The sun had gone. He clapped his hands on his arms, feeling the cold bite deeper. He must go. But just for a few minutes longer he’d stay here, in this forgotten place which must once have meant everything: to his father, to his first young wife.
In loving memory of Margaret Coulter, née Ridley . . .
Just once he’d seen her grave, out at Cawbeck.
He turned, now, the cottage behind him, and stood looking out over the leafless trees far below on the road, trying to see the distant town, the school.
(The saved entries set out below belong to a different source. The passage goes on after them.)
PR #3517, opened 2020-06-24
Show winning vs. losing trades

xmatthias:
## Summary
Show winning vs. Losing trades in `/profit` calls.

This will allow to easily determine if a strategy made profit on most trades, or only had a few big winners.

## Quick changelog

- add Win / Loss to profit output.

### DIFF
--- a/freqtrade/rpc/rpc.py
+++ b/freqtrade/rpc/rpc.py
@@ -284,7 +284,7 @@ class RPC:
                 profit_ratio = trade.close_profit
                 profit_closed_coin.append(trade.close_profit_abs)
                 profit_closed_ratio.append(profit_ratio)
-                if trade.close_profit > 0:
+                if trade.close_profit >= 0:
                     winning_trades += 1
                 else:
                     losing_trades += 1
--- a/freqtrade/rpc/rpc.py
+++ b/freqtrade/rpc/rpc.py
@@ -269,6 +269,8 @@ class RPC:
         profit_closed_coin = []
         profit_closed_ratio = []
         durations = []
+        winning_trades = 0
+        losing_trades = 0
 
         for trade in trades:
             current_rate: float = 0.0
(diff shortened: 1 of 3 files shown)


freqtrade/rpc/rpc.py
```diff
@@ -282,6 +284,10 @@ def _rpc_trade_statistics(
                 profit_ratio = trade.close_profit
                 profit_closed_coin.append(trade.close_profit_abs)
                 profit_closed_ratio.append(profit_ratio)
+                if trade.close_profit > 0:
```
Theagainmen, line 287: Kinda nitpicking, but I'd say `>= 0`. I wouldn't count a draw as a loss. It's neither of them, but you lost nothing.

xmatthias: Well it's a discussion point for sure.
I've been thinking about this too - but in the end, a draw is not what you (should) aim for - it's profit - so this would mean that the strategy didn't do what it should've.

Now realistically it's almost impossible to reach "0 profit" - not after exchange rounding of both prices, amounts, fees ... you can be close to 0, like 0.00001 - or -0.00001 - but never 0...

hroff-1902:
I would keep same semantics for Wins as for backtesting: use '>' for wins and add Draws (to be Wins/Draws/Losses)

xmatthias:
well the problem is - draws is an unnecessary information as it's something that cannot be achived in live modes.

it's impossible to get, as it'll always be 0.000001 or -0.00001 (simply because of exchange precision limits).

hroff-1902:
> well the problem is - draws is an unnecessary information as it's something that cannot be achived in live modes.
> 
> it's impossible to get, as it'll always be 0.000001 or -0.00001 (simply because of exchange precision limits).

Agree, but the output will be aligned with Profit/Dra/Loss values printed for backtesting...

Issue #3515, opened 2020-06-23
issues with donwloading data from Binance and Kraken.


fogkaspoker:
## Describe your environment

  * Operating system: Proxmox server
  * Python Version: 3.8.1
  * CCXT version: 1.30.17
 * Freqtrade Version: freqtrade 2020.5
  
## Your question
-- issue for Binance:

When I download the data for 1d timeframe I only get the last 27 Candles even though I've specified the --days command. Any ideas on why this is happening??

Also, When I use the commands, the Download is taking a lot of time and it is donwloading the trades even though it is not specified. (Like in Kraken). 

I am using the command: download-data --exchange binance -t 1d --days 50 --pairs BTC/USDT
 

2020-06-23 22:01:15,736 - freqtrade.loggers - INFO - Verbosity set to 0
2020-06-23 22:01:15,737 - freqtrade.configuration.configuration - INFO - Using exchange binance
2020-06-23 22:01:15,816 - freqtrade.configuration.configuration - INFO - Using user-data directory: /freqtrade/user_data ...
2020-06-23 22:01:15,816 - freqtrade.configuration.configuration - INFO - Using data directory: /freqtrade/user_data/data/binance ...
2020-06-23 22:01:15,817 - freqtrade.configuration.configuration - INFO - Using pairs ['BTC/USDT']
2020-06-23 22:01:15,817 - freqtrade.configuration.configuration - INFO - timeframes --timeframes: ['1d']
2020-06-23 22:01:15,817 - freqtrade.configuration.configuration - INFO - Detected --days: 50
2020-06-23 22:01:15,817 - freqtrade.configuration.configuration - INFO - Using "json" to store OHLCV data.
2020-06-23 22:01:15,817 - freqtrade.configuration.configuration - INFO - Using "jsongz" to store trades data.
2020-06-23 22:01:15,817 - freqtrade.configuration.check_exchange - INFO - Checking exchange...
2020-06-23 22:01:15,817 - freqtrade.configuration.check_exchange - INFO - Exchange "binance" is officially supported by the Freqtrade development team.
2020-06-23 22:01:15,817 - freqtrade.configuration.config_validation - INFO - Validating configuration ...
2020-06-23 22:01:15,825 - freqtrade.commands.data_commands - INFO - About to download pairs: ['BTC/USDT'], intervals: ['1d'] to /freqtrade/user_data/data/binance
[...]

PR #3379, opened 2020-05-26
Fix #3378

hroff-1902:
Fixes #3378 

@xmatthias pls review this carefully.

-- seems it was introduced my cleanup commit: a8b1dcf3c8b5d8fde4e0ea7c7f0ea22d1b189092
-- seems it was (or a similar issue) already reported, I localized it some time ago, but I cannot neither find that previous issue nor a message at Slack/a PM in Slack from someone.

He could just make it out, standing there where his father must often have stood, looking down on the track where he’d walked day after day in all weathers.
The wind was rising. It felt all at once as if it were blowing right through his life, summoning everything, and he began to think of all the people he’d loved, knowing he was nearing his own end now, bringing them all to mind. His parents. Diana, and George, in quite different ways. Becky. Becky above all. And she was gone: the wind had taken her, as it had taken everyone he’d cared about, except for his children, and grandchildren, and blown them to the farthest reaches of creation. Where were they?
The cold was numbing him. He looked back at the cottage for the last time. He had spent the whole
day looking back, yearning for what could never be recaptured. But still. The historian within him began to stir: he was his father’s son, after all, and how he had admired him. And he knew that in the great hush of the past probably nothing was as you’d imagined it to be; as you had heard, or not heard: there would always be something forgotten, or misremembered, or untold.
The wind moved like music over the moor. It began to snow.